• _Source data_
* * * * * * * * *

PR #2438, opened 2024-07-16
Add better printing in reference interpreter, add tolerance to check almost eq

GleasonK:
Background: I was running interpreter testcases and wanted some syntax I could copy-paste into python. Now tensors in the interpreter print in a python-array-compatible syntax, wrapped in a `tensor{...}` descriptor.

```
$ cat /tmp/t.mlir 
func.func @main() -> tensor<2x2xi8> {
  %matrix = stablehlo.constant dense<[[1, 2], [3, 4]]> : tensor<2x2xi8>
  func.return %matrix : tensor<2x2xi8>
}

$ stablehlo-translate --interpret /tmp/t.mlir 
tensor<2x2xi8> {
  [
    [1, 2],
    [3, 4]
  ]
}
```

* * * * * * * * *

• _WHAT THE EXERCISE ASKS_
A full, exact repeat of the entries above is required.

• _ANSWER_
PR #2438, opened 2024-07-16
Add better printing in reference interpreter, add tolerance to check almost eq

GleasonK:
Background: I was running interpreter testcases and wanted some syntax I could copy-paste into python. Now tensors in the interpreter print in a python-array-compatible syntax, wrapped in a `tensor{...}` descriptor.

```
$ cat /tmp/t.mlir 
func.func @main() -> tensor<2x2xi8> {
  %matrix = stablehlo.constant dense<[[1, 2], [3, 4]]> : tensor<2x2xi8>
  func.return %matrix : tensor<2x2xi8>
}

$ stablehlo-translate --interpret /tmp/t.mlir 
tensor<2x2xi8> {
  [
    [1, 2],
    [3, 4]
  ]
}
```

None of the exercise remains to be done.